━━ DATA FOR PROCESSING
PR #296, opened 2021-08-18
Import work from previous step sometimes does not import

### LINKED ISSUE #285: Import work from previous step sometimes does not import
1. Create a step with a component type that generates work (like Open Response)
2. Create another step with the same component type and have it import work from the previous step
3. Preview the first step
4. Type work into the first step but do not click the save button
5. Click the next button to go to the next step (make sure to do this before it auto saves)
6. The second step will not import the work from the first step because the first step did not save the work in time

geoffreykwan:
1. Create a step with a component type that generates work (like Graph)
2. Create another step with the same component type and have it import work from the previous step
3. Preview the first step
4. Generate work into the first step but do not click the save button
5. Click the next button to go to the next step (make sure to do this before it auto saves)
6. The second step should import the work (previously it would not import the work because the first step did not save the work in time)

Closes #285


hirokiterashima (approved):
Looks good. I removed the redundant function from discussion.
━━━━
▶ _TASK TO COMPLETE_: Your reply should be a single number: the count of lines above that contain the word "because".

▶ _RESPONSE TO THE EXERCISE_: 2